1月14日 水曜日 普段の生活時間帯には戻ったけれど…

 夕べは11時過ぎに床に就いて、今朝は5時半過ぎに目覚めた。夕食に赤飯を二杯も食べたからか、夜は腹も減らずに寝酒に焼酎をグラス一杯飲んだきり、テレビの映画も切り上げて、室温15℃の寝室でベッドに横になったのです。スーッと眠りに入れたから、そのまま朝まで目が覚めなかった。ただ、寒い朝の居間でストーブに当たってコーヒーを飲んでいたら、やはりまだ眠り足りなくて少しウトウトしてしまったのです。朝食前にゴミ出しに玄関を出る。

 朝食のおかずはほっけと煮物だったから、赤飯を温めて美味しく頂くのでした。香りの好い苺がついて満足な朝ご飯なのです。女将の朝ドラの時間帯には亭主も椅子に座って静かにしている。その後は朝の写真をブログに載せて、正月に友人が贈ってくれた自撮りの写真をしみじみと眺め、やっと洗面と着替えを済ませるのでした。プールの支度をし終えたら、コーヒーカップに残った冷めた珈琲をすすりながら、今日の昼食には何を作ろうかと考えるのです。

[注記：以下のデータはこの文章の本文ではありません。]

PR #12290, opened 2026-09-17
fix(web): paste markdown with inline code inside bold, italic, or strikethrough

### LINKED ISSUE #12247: Pasting markdown with inline code inside bold, italic or strikethrough silently does nothing
### What happened

Pasting into the desktop chat composer silently does nothing — no text appears, no error, no toast. It reproduces with any markdown containing inline code wrapped in bold, such as an assistant response full of ``**`path/to/File.cs`**`` headings. Other pastes into the same composer work, which initially made it look like a size limit.

### Diagnosis

The composer's paste handler calls `event.preventDefault()` before it inserts anything (`apps/web/src/components/ComposerPromptEditorTiptap.tsx:948`), so any failure in the insert step swallows the paste with no feedback.

The insert step builds Tiptap JSON via `buildTiptapContent` (`apps/web/src/composer-rich-text-doc.ts:166`). When inline code sits inside bold, italic or strikethrough, `parseInlineMarkdown` nests the marks and the builder emits a text node carrying both, e.g. `marks: [{type:"bold"},{type:"code"}]`.

That is an invalid mark set. `@tiptap/extension-code@3.31.3` declares `excludes: "_"`, so the `code` mark cannot coexist with any other mark. ProseMirror rejects the node instead of inserting it, and because `preventDefault()` already ran, the paste is lost silently.

Disabling the rich text composer makes the same paste succeed, which confirms the mechanism: plain mode passes `styling: false`, so `parseInlineMarkdown` never runs and no marks are emitted.

Size and line count are not factors. An 8 KB single line and a 110-block multi-line paste both insert fine as long as no mark set combines `code` with another mark.

Suggested direction (not a patch): have `buildTiptapContent` avoid emitting `code` alongside other marks — either drop the sibling marks on a code span, or leave the surrounding markers literal, matching the "unmatched markers stay literal" rule already stated in `composer-rich-text.ts:10`.

### Steps to reproduce

1. Open the desktop app with a local server and focus the chat composer, with the rich text composer enabled (the default).
2. Copy this exact 8-character string to the clipboard: ``**`x`**``
3. Paste into the composer.

Nothing is inserted. Disabling the rich text composer and repeating step 3 inserts the text correctly.

Controls that all paste correctly, confirming the trigger is the mark combination and not size or line count:

| Pasted | Marks produced | Result |
|---|---|---|
| `https://github.com/pingdotgg/t3code` | none | inserts |
| `alpha` + newline + `bravo` | none | inserts |
| single line, 8,000 chars | none | inserts |
| `alpha **bold** bravo` | `bold` | inserts |
| `` `x` `` | `code` | inserts |
| ``**`x`**`` | `bold+code` | **nothing inserted** |

`` *`x`* `` and `` ~~`x`~~ `` produce `italic+code` and `strike+code` and are expected to fail identically.

### Version

`0.0.43-nightly.20260917.1851` (tag `v0.0.43-nightly.20260917.1851`, commit `0150c6a5`)

### Environment

macOS (darwin arm64 27.0.0), Node v26.8.2, launched as `npx t3@nightly`, desktop app against a local server on `127.0.0.1:3773`, `composerRichTextEnabled` at its default of `true`

### Evidence

```
Mark sets emitted by buildTiptapContent() for the user's 6,483-byte payload
(run against the pure builder at tag v0.0.43-nightly.20260917.1851):

  code           x 43
  bold+code      x  8   <-- invalid; `code` declares excludes: "_"
  bold           x  6
  italic         x  1

Minimal cases:
  "**bold**"     marks=[bold]
  "`code`"       marks=[code]
  "**`x`**"      marks=[bold+code]     <-- nothing inserted
  "~~`x`~~"      marks=[strike+code]
  "*`x`*"        marks=[italic+code]

@tiptap/extension-code@3.31.3/dist/index.js:
  54: name: "code",
  58: excludes: "_",
  59: code: true,
(unpatched in this build; patches/ contains no @tiptap entry)

~/.t3/userdata/logs/server.trace.ndjson   — no failures around the paste
~/.t3/userdata/logs/desktop.trace.ndjson  — all spans exit Success; renderer-side
                                            exceptions are not captured here, which
                                            is why this failure left no trace at all
```

### Related issues

#8331 (pasting code containing `@` creates invalid mentions) touches the same paste path but fails in the mention tokenizer, not the mark schema. #5626 (composer lag with large input) is a performance issue, not a silent drop. Neither is a duplicate.

### Fix applied or workaround

Nothing was written to the machine. Verified workaround: disabling the rich text composer setting makes the paste succeed. Also available: save the text as a `.txt` file and attach it, or rely on pastes ≥32 KiB auto-folding into a `pasted-text.txt` attachment (`packages/client-runtime/src/textPaste.ts:1`), which bypasses the inline insert entirely.

### Filed by

Claude Code (`claude-opus-5`) via `t3 triage`

Gigioxx:
Pasting markdown with inline code inside bold, italic, or strikethrough (``**`x`**``, ``*`x`*``, ``~~`x`~~``) into the rich text composer inserted nothing and showed no error. Tiptap's code mark declares `excludes: "_"`, so the `bold+code` spans the markdown parser produces fail `node.check()` inside `insertContent`. The paste handler had already called `preventDefault()`, so the clipboard was dropped silently.

The composer's code mark now only excludes itself, matching the other marks and the serializer, which already emits ``**`x`**`` for `bold+code`. Typing ``**a `code` c**`` also keeps bold across the code span now instead of dropping it. Plain mode is unchanged. The round-trip tests run `doc.check()` so schema-invalid mark sets fail the way `insertContent` does.

Fixes #12247.

Verified with 87 focused rich text tests (4 fail before the fix), web typecheck, targeted lint, and isolated Chromium against a local dev server.

Before, pasting ``Review **`apps/web/src/App.tsx`** and *`utils.ts`*, then ~~`legacy.ts`~~``:

Before: composer stays empty after the paste

After:

After: the paste inserts bold, italic, and struck code spans

Model: Claude Opus 5. Harness: Claude Code via T3 Code.

## Summary by CodeRabbit

* **New Features**
  * Improved rich-text code formatting in the composer.
  * Code formatting now works correctly alongside bold, italic, and strikethrough styles.
  * Preserved combined formatting when entering or converting supported Markdown content.

* **Bug Fixes**
  * Prevented formatted code content from being rejected or lost during editing and conversion.


Gigioxx:
[claude-opus-5] Responding on behalf of Guille
-----

@coderabbitai Not adding the editor-level paste test. `doc.check()` in the round-trip helper is the same validation `insertContentAt` runs on every pasted node (`@tiptap/core` calls `node.check()` before `tr.replaceWith`), so the four new cases fail with the exact `RangeError` from the issue whenever the schema rejects code inside emphasis. What it would add on top is a guard that `ComposerCodeExtension` stays in the component's extension list, and this repo does not test wiring. No test in `apps/web` mounts the Tiptap editor today and the unit project has no DOM environment, so the mount would be new infrastructure for a nitpick. The paste path was verified in Chromium instead (screenshots in the description).

EMOEMOJAI:
Confirming another desktop occurrence: with the rich text composer enabled, pasting **`xxxx`** inserts nothing. We independently reproduced the underlying failure with the current document schema: validation throws `RangeError: Invalid collection of marks for node text: bold,code`. The same input validates and preserves the literal Markdown in plain-text mode. This matches the issue addressed by this PR. Thanks for the fix!

PR #12294, opened 2026-09-17
fix(server): keep a failed usage probe marked when a sparse update lands

### LINKED ISSUE #12170: Claude usage limits: a rate_limit_event after a failed probe is published as a complete window list
Reading `apps/server/src/provider/providerUsageLimits.ts` at 052c7ae: when the boot probe fails, the published limits are `{ windows: [], unavailable: { reason: "probeFailed" } }`. A `rate_limit_event` during a turn then goes through `applyUsageLimitsUpdate`, which merges its one window onto the empty list and rebuilds the snapshot without `unavailable`. The result looks like a full read with only `seven_day`, and `resolveUsageLimitsAfterProbe` keeps it over later failed probes because the marker is gone.

Seen on 0.0.43-nightly.20260916.1825 after the update restarted the app: the Claude cache held only the weekly window for about 6 minutes, until a refresh-all re-ran the probe. A second Claude instance with no active turn had no windows the whole time.

Possible fix: keep `unavailable`, or mark the snapshot partial, when merging onto a snapshot that had it. Related: `hydrateCachedProvider` in `providerStatusCache.ts` does not carry `usageLimits` across a restart, so every restart starts from nothing.

Gigioxx:
## Problem

Closes #12170.

When the Claude boot probe cannot read `get_usage`, the published limits are `{ windows: [], unavailable: { reason: "probeFailed" } }`. A `rate_limit_event` during the next turn names one window (`seven_day`), and `applyUsageLimitsUpdate` merged it onto the empty list and rebuilt the snapshot without `unavailable`. That lone weekly window then looked like a complete read: the Limits view drew only the weekly bar, and `resolveUsageLimitsAfterProbe` kept it as the last good set through every later failed probe until a probe finally succeeded. A merge onto no snapshot at all (a probe that timed out at a higher level, or one that had not finished yet) had the same shape.

## Fix

`applyUsageLimitsUpdate` now carries `previous.unavailable` onto the rebuilt snapshot, and marks a merge onto `previous === undefined` as `probeFailed`. The sparse windows are still stored, but the snapshot stays incomplete until a successful probe replaces it, so clients keep showing "Could not read limits." and a later failed probe no longer keeps a partial set as last-good. `unsupported` is still rejected outright, and the no-op identity path is unchanged for complete snapshots.

The `partial` reason with bars plus a notice from the triage is out of scope here, as is hydrating `usageLimits` from the status cache on restart. A marked snapshot still gives way to the next failed probe (the triage's "leave that" option): no client draws windows while `unavailable` is set, so there is nothing visible to keep.

## Evidence

Isolated worktree environment, boot probe forced to drop `usage` locally (not committed), then one Claude turn that streamed a `rate_limit_event` for `seven_day` at 0.97. Usage → Limits after that turn:

| Before | After |
| --- | --- |
| Before: Claude shows a single weekly bar with no notice | After: Claude still reports "Could not read limits." |

Before the fix, "Refresh limits" with the probe still failing kept the weekly-only card. After the fix, the same refresh replaces the marked snapshot with a fresh `probeFailed`.

Tests: `vp test run src/provider/providerUsageLimits.test.ts src/provider/makeManagedServerProvider.test.ts src/provider/Layers/ProviderRegistry.test.ts src/provider/Layers/ProviderAdapterRegistry.test.ts` in `apps/server`, 70 tests passing, including a new regression for the merge onto `probeFailed` and onto `undefined`, plus the existing "keeps live usage windows across a failed probe". Server typecheck and targeted lint clean.

Model: Claude Opus 5 (1M context) · Harness: Claude Code in T3 Code

## Summary by CodeRabbit

- **Bug Fixes**
  - Improved usage-limit handling when availability checks fail or return incomplete data.
  - Failed checks now remain clearly marked while partial limit updates are received.
  - Usage-limit information is preserved when updates contain only a subset of available windows.
  - Repeated identical updates no longer produce unnecessary changes.
  - Failed availability results now take precedence over incomplete published limit data.


juliusmarminge:

PR #12376, opened 2026-09-18
fix(web): show the scroll-to-end pill when the chat is not at the newest message

### LINKED ISSUE #12372: [Bug]: Scroll-to-end pill stays hidden after thread switch strands viewport above the end
### Before submitting

Related: #5903 (this is the stale-pill half split out per discussion there).

### Area

apps/web

### Steps to reproduce

1. Open a thread with enough history to overflow the viewport.
2. Send a prompt, then switch to a different thread while the turn runs.
3. Return to the first thread after its response has landed.
4. Observe the viewport: it can be stranded above the newest message, often farther up than where it was left.
5. Observe the "Scroll to end" pill: it does not appear. Nudge the scroll up/down a little and the pill appears.

### Expected behavior

If the viewport is not at the live edge, the "Scroll to end" pill is visible. The end-state tracking reflects the actual viewport position after a thread switch settles, including content whose height changes after rendering.

### Actual behavior

The pill stays hidden on the stranded viewport, as if the state believes it is already scrolled to the end when it is not. Only a manual scroll nudge (which fires real scroll events) makes the pill appear.

### Impact

The stranded viewport looks settled, and the missing pill removes the visible recovery path; END key is the only recourse.

### Version or commit

Local checkout @ dc49767ae5

### Environment

T3 Code web/desktop client (Linux). Provider-independent; affects the shared web timeline.

### Logs or stack traces

No associated exception or console error.

_No response_

### Workaround

Nudge the scroll wheel up/down until the pill appears, or press END to jump to the live edge.

### Suspected mechanism (from code reading, not runtime-verified)

- The position cached for the background thread was saved with `atEnd: true` (`timelineScrollAnchoring.ts`), so the thread-switch effect in `ChatView.tsx` takes the `scrollToEnd` branch and hides the pill.
- Transient `isAtEnd=false` scroll events during settle are suppressed by the post-open live-follow guard (`onIsAtEndChange` early return when the scroll generation still matches) plus the 150ms show-debounce.
- If row heights settle after that (streamed markdown/tool output measuring late), the viewport strands with `isAtEndRef` stale-`true` and no further scroll event corrects it.
- A manual wheel gesture bumps the generation via `cancelTimelineLiveFollowForUserNavigation`, letting the next `isAtEnd=false` through so the pill appears.

A post-settle reconciliation (re-resolve `isAtEnd` from the list state a frame or two after position restore completes and sync the pill) would cover this class of stranding regardless of which layout pass caused it.

bompus:
## What Changed

- After chat content finishes changing size (messages or images loading late, a response finishing, reopening a thread), the timeline now double-checks whether you are actually at the newest message. If not, the "scroll to end" pill appears.
- The check never moves the view by itself — it only controls the pill.
- Two follow-ups simplified the check itself (fewer moving parts, same behavior) and fixed a narrow case where switching threads at just the wrong moment could skip the new thread's check.

## Why

Fixes #12372. The chat view could end up stuck above the newest message with no pill to jump down — only nudging the scroll or pressing END helped. This happens because content can grow without firing a scroll event, so the app still believed it was already at the end.

## Verification

- Tests: 70/70 pass (62 existing + 8 new covering the pill behavior).
- Typecheck clean; lint matches baseline (22 warnings, 0 errors, 0 new).

## UI Changes

<table>
  <tr>
    <th>Before (Pill-sync harness (deterministic))</th>
    <th>After (Pill-sync harness (deterministic))</th>
  </tr>
  <tr>
    <td><video src="https://github.com/user-attachments/assets/d521621e-4fe3-4fb8-b6a9-33ac62cd4ab9" width="100%" controls></video></td>
    <td><video src="https://github.com/user-attachments/assets/1a5ae864-548e-4bc6-869c-34ca7c47db4d" width="100%" controls></video></td>
  </tr>
</table>

The bug only shows up with unfortunate timing, so it can't be captured in a live recording on demand. The clips above are the next best thing, rendered from real test runs: before — the new tests fail on the old code (the pill never appears); after — the full suite passes.

## Checklist

- [x] I included before/after evidence — test-harness clips above (live race not capturable on demand)

## Summary by CodeRabbit

- **Bug Fixes**
  - Improved chat timeline positioning after messages resize, responses finish, threads are restored, or conversations change.
  - More reliably detects when the view is away from the latest message and updates the navigation state.
  - Prevents automatic scrolling when users have intentionally moved away from the conversation end.
  - Rechecks timeline position after anchored spacing or disclosure settling completes.
  - Improved live-follow behavior so the timeline settles correctly without disrupting manual navigation.


bompus:
Update: this is handled — when the send-time anchoring or a folding animation finishes, the timeline re-checks whether you are at the newest message, so the pill can't get stuck hidden. Nothing scrolls on its own.

bompus:
Follow-up pushed (rebased onto upstream/main): simplified the re-check itself — removed a redundant watcher and merged two cleanups. No behavior change; tests and checks green.

bompus:
Follow-up pushed: review caught a narrow case — switching threads at just the wrong moment could skip the new thread's check. The scheduler now re-arms instead of skipping, plus a regression test for it. 70/70 tests pass.

bompus:
Fusion tie-break follow-up pushed (851e4c7898): it caught a real hole in my thread-guard change.*

*The hole:* the scheduler deduped on a pending handle regardless of thread key — a thread-A frame pending across a switch swallowed thread B's post-restore schedule, then self-dropped on key mismatch. B lost its mount verification (a narrow regression of the E3 cleanup vs the old every-render effect, which cancelled at commit).

*The fix (one line):* cancel-then-schedule in `scheduleSettledEndVerification` — the reschedule lands in the same rAF phase so bursts still share one frame, and the key guard still covers a stale frame with no fresh schedule behind it. Plus a cross-thread handoff regression test (schedule under A, switch to B mid-frame, flush → B verifies), proven to fail without the fix and pass with it.

*Also in this push:* PR body evidence re-rendered at 70/70 (62 existing + 8 new); fusion also confirmed the two declined eliminations (restoring effect, useEffectEvent) were rightly declined. Verification: 70/70 tests, lint 22w/0e (= baseline), tsc clean.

 女将に声をかけて車に乗り込めば、時間が早いからガソリンスタンドに寄って、今年初めての燃料補給をするのでした。リッターあたり160円台になったから、満タンにしても7000円ほどで済んだけれど、月に一度とは言えガソリン代も馬鹿にならない。時間が少し早かったからか、駐車場もいつもより空いていた。4階のスボーツクラブの入り口を入れば、更衣室はジムを終えて風呂の開くのを待つ老人達で混んでいた。階段を降りてプールの扉の前で待つ。

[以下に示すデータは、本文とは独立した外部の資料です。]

PR #12378, opened 2026-09-18
fix(web): make PR badge hover lists easy to click

Bil0000:
Moving the mouse from a PR badge into its list crossed a 4px gap. In the sidebar, the thread tooltip could take over there and close the list before a PR could be clicked.

Remove the gap in the shared sidebar/composer PR control. Use the same clickable list row and glass popup for a single PR, including branch PRs with no saved links. Keep the existing badge actions and modified-click behavior.

### Verification

- Reproduced the mouse failure in the real app before the change; the same automated Chromium path passes after it.
- Checked all five linked PRs and a single branch PR at 1280px and 900px widths, plus the composer footer, keyboard focus/Escape, and Ctrl-click.
- All 53 focused ThreadStatusIndicators tests pass; targeted lint, format check, and web typecheck pass.

Scope: one shared web component, used by web and desktop. No server, contract, or mobile changes.

### Single PR

| Before | After |
| --- | --- |
| Single PR before | Single PR after |

### Multiple PRs

| Before | After |
| --- | --- |
| Multiple PRs before | Multiple PRs after |

### Mouse path before and after

https://github.com/user-attachments/assets/705dce4e-8a8f-4b62-b78e-eda1a47ae869

Model: GPT-6. Harness: Codex.


Bil0000:

PR #12425, opened 2026-09-18
feat(server): let t3.json skip worktree submodule init

BrinkhaT:
## Problem

After #7674, creating a worktree always runs `git submodule update --init --recursive`. That is the right default when a repo keeps skills or shared tooling in a submodule, but it is expensive for repositories with many submodules that only need a subset in each worktree. There is no project-level way to skip the built-in step.

## Change

Add optional `initSubmodulesOnWorktreeCreate` to `t3.json`.

- omitted or `true`: keep today's behavior
- `false`: skip the automatic submodule checkout in `createWorktree`

Repos that want a subset can initialize it from a `runOnWorktreeCreate` action. Set that action's `async` field to `false` if the agent should wait until those submodules exist.

The flag is read from the new worktree's `t3.json`, so thread worktrees, PR worktrees, and the raw RPC all honor it.

## Tests

- schema decode and published JSON schema keys
- worktrees still check out submodules by default
- `t3.json` with `false` leaves the submodule empty

Model: Grok 4.6 via T3 Code / Grok Build.

## Summary by CodeRabbit

- **New Features**
  - Added the `initSubmodulesOnWorktreeCreate` project setting to control whether submodules are initialized automatically when creating a worktree.
  - Submodule initialization remains enabled by default; setting the option to `false` skips the automatic checkout.

- **Documentation**
  - Documented the new setting and how to initialize submodules through worktree creation actions when automatic initialization is disabled.


juliusmarminge:
Superseded by [#12953](https://github.com/pingdotgg/t3code/pull/12953) (with [#12954](https://github.com/pingdotgg/t3code/pull/12954) / [#12955](https://github.com/pingdotgg/t3code/pull/12955)), which landed `worktreeSubmodules` (`recursive` / `top-level` / `none`) on `main` — the same skip-submodule-init goal, with top-level and settings UI on top. Closing as leftover hygiene.

PR #7882, opened 2026-08-22
fix(provider): resolve skills and slash commands against the workspace root

CurlyPeter:
## What changed

Both composer pickers are empty or incomplete in a packaged desktop build. This resolves skills and slash commands against the **workspace root** instead of the server's single global cwd.

## Why

`DesktopEnvironment.ts` sets the backend cwd to the user's home directory when packaged:

```ts
backendCwd: input.isPackaged ? homeDirectory : appRoot,
```

`ServerProvider.skills` and `ServerProvider.slashCommands` are produced once per provider instance against that one cwd — but both are **project-scoped**:

- `ClaudeSkills` scans `<configDir>/skills` and `<cwd>/.claude/skills`. With cwd pinned to `$HOME`, the "project" root resolves to `~/.claude/skills` for *every* project, so a user who keeps no skills there sees none at all and `$` reports "No skills found". It reports the mis-scoped scan accurately; it is not a UI bug.
- the CLI's init handshake reports project-scoped slash commands, so `/` lists only the built-ins. Measured on one real workspace: the CLI reports **140** commands from the project root versus **48** from a neutral directory.

Running sessions are unaffected — they get the right scope through the CLI's own settings resolution — so this is a discovery gap, not a loss of capability.

## Approach

A provider is a machine-level installation in this model, and version/auth/models genuinely are per-machine. So rather than making the snapshot project-aware, this adds a workspace-scoped surface **beside** it:

- `ProviderInstance` gains optional `discoverSkillsForCwd` / `discoverSlashCommandsForCwd`. Optional, so the other four drivers are untouched.
- `ProviderRegistry` gains matching `*ForInstance` methods, following the existing `getProviderMaintenanceCapabilitiesForInstance` delegation pattern, resolving empty when a driver cannot enumerate per directory.
- new `providers.workspaceSkills` RPC resolves `thread.worktreePath ?? project.workspaceRoot` — the same idiom `assets.createUrl` already uses — mapped to `orchestration:read`.
- the composer prefers the workspace result for `$` and `/`, **falling back to the snapshot**, so an older server behaves exactly as today.

It is keyed on the **project** with an optional thread, because the composer is frequently on a draft thread with no persisted row, and that is precisely when the pickers matter.

## The cache

`ClaudeDriver`'s capabilities cache is now keyed by cwd (capacity 16) rather than holding a single entry probed against the server's cwd.

[...]

PR #12426, opened 2026-09-18
fix(server): discover Claude commands in the active workspace

### LINKED ISSUE #12214: [Bug]: Project `.claude/commands/*.md` never appear in the `/` menu for Claude; the per-workspace refresh only scans `.claude/skills`
### Area

`apps/server`

### Steps to reproduce

1. Use the Claude provider on the desktop app with a local project that has a command file at `<project>/.claude/commands/start-session.md`.
2. Open a thread in that project.
3. Type `/start`.

### Expected behavior

The `/` menu lists `/start-session`, the same as the Claude Code TUI when launched in `<project>`.

### Actual behavior

The menu shows user and plugin commands plus the project's `.claude/skills/*` entries, but no project `.claude/commands/*` entries. Claude Code does load them: the agent in the same thread lists `start-session` among its available commands.

Mechanism, from reading `server.asar` (`apps/server/dist/bin.mjs`) in 0.0.42:
- `probeClaudeCapabilities` runs with `cwd` from `ServerConfig`, which is the server's own working directory. `slashCommands` comes from that probe's `init.commands`, so it never includes a project's commands.
- `snapshotForCwd` for the Claude driver returns `{ ...machineSnapshot, skills }`. `discoverClaudeSkills(config, cwd)` reads only `<configDir>/skills` and `<cwd>/.claude/skills`. `slashCommands` stays the machine-wide list, and `<cwd>/.claude/commands` is never read.
- `persistProvider` strips `workspaceSnapshots`, so `~/.t3/caches/claudeAgent.json` holds only the machine list (253 commands here, none of them project commands).

Suggested fix: have the Claude `snapshotForCwd` also scan `<cwd>/.claude/commands/**/*.md` (subfolders become `dir:name`) and merge the results into `slashCommands`. Or run the capability probe with the workspace cwd.

### Impact

Commands defined in a project can't be found from the menu. Users with a team or workspace command set have to know each name and type it in full.

### Version or commit

T3 Code desktop 0.0.42, Claude Code 2.1.273

### Environment

Windows 11, local connection

### Workaround

Type the full command name without autocomplete. The command should still reach Claude Code, but I have not confirmed this on this build.

yashranaway:
Claude workspace snapshots discover project skills but keep the server-wide slash-command list. Commands loaded by the CLI from the project therefore remain absent from the composer, particularly in packaged desktop installs whose server starts in the home directory.

Read the CLI initialization commands in the requested workspace through the existing snapshot path. Preserve the machine account and model metadata, retain the built-in compact command, and return a failed snapshot when initialization fails so the registry does not cache an incomplete menu. The registry already deduplicates and bounds workspace snapshots.

Fixes #12214. Related #7882 addresses this through a broader discovery API; this change uses the workspace snapshot API already on main.

Validation: 24 focused capability-probe and skill-discovery tests pass, including isolated command lists for two workspaces and recovery after a failed probe. Server typecheck and targeted lint pass. Tests use the SDK boundary without model calls.

Model: GPT-6
Harness: Codex in T3 Code

## Summary by CodeRabbit

- **New Features**
  - Claude capabilities and skills are now tailored to the active workspace.
  - Workspace-specific slash commands remain separate from machine-level commands.
  - Standard compacting support remains available alongside discovered workspace commands.

- **Bug Fixes**
  - Failed capability checks no longer permanently replace available command menus.
  - Subsequent checks can recover and return to a ready state after a temporary failure.


juliusmarminge:

yashranaway:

 昨日が休みだからか、外が寒いからか、今日はプールの温度がいつもよりも冷たいのでした。スタッフに聞けば今日は29℃の水温だそうな。いつもは31℃はあるのにやはり冷たい。「冷たいわねぇ」と言いながらも老人達は元気に泳ぎ始める。休み明けとあってか、今日は随分と混んでいた。20分ほど泳いでプールを出れば、またもやロッカールームが混んでいる。着替えを済ませて家に帰ったら、もう11時近いのでした。早速、昼の準備を始める亭主なのでした。

 厨房に入ってまず大釜に水を汲んで火にかけ、野菜や海鮮ミックスやキクラゲ、シメジなどを準備して、中華鍋に油を引いて肉から炒めていく。すべての食材を炒め終わったら、水を入れてしばらく煮るのです。白菜が柔らかくなった頃に、鶏ガラスープの素と砂糖を入れ水溶き片栗粉を少しずつ流し込んであんかけを作る。中華鍋を後ろのコンロに移して、ガラスのふた付きのフライパンで餃子を焼いたら湯を入れて蒸す。麺が茹だったら完成なのです。

 昼食を終えてひと休みしたら、女将はスポーツクラブに出掛けていく。亭主は奥の寝室に入って昼寝を決め込むのです。1時間ほど眠ったら起き出して、居間の部屋でミルクティーを淹れて飲む。午後のおやつにはチョコレートとつまみ種。一服し終えたら亭主も桟歩に出掛けるのでした。今日はどこに行こうかと小竹の集落の中を歩いていたら、谷の方に下って見覚えのある田んぼに出る。廃墟になった農家の脇を通ってバス通りに戻る。これで3000歩でした。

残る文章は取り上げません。